WFP operations in Venezuela will focus on providing school meals to the most vulnerable children between ages 1 and 6 through public and private schools, particularly through preschool and special education. The agency’s goal is to start delivering aid in July and reach 185,000 children by the end of 2021, 850,000 children by the end of the 2021-2022 school year, and 1.5 million by the end of the following school year. Due to school closures during the pandemic, beneficiaries will receive monthly boxes with takeaway meals.
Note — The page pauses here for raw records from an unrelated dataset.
PR #2228, opened 2021-07-27
Add partition id to intermediate copy job sources

relud:
Checklist for reviewer:

### DIFF
--- a/bigquery_etl/copy_deduplicate.py
+++ b/bigquery_etl/copy_deduplicate.py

The WFP has stated their meal programs are independent and “separate from any other interference.” This means food will be delivered apolitically and in compliance with basic humanitarian principle of neutrality, which is essential in a country where authorities have favored supporters in the distribution of subsidized food.

The WFP’s deployment is an essential first step to ensure that at least the youngest Venezuelan children will see food on their tables, and donor countries should contribute to cover the program’s estimated US$190 million operating costs. But this development is also the result of sustained international pressure on Venezuelan authorities to let the WFP in. If there’s any hope for sufficient medical and food aid to reach people in need, it is through an increased role by the WFP, which has the logistical capacity to help deliver aid into the interior of the country.

The pressure has started to work. Now it should continue.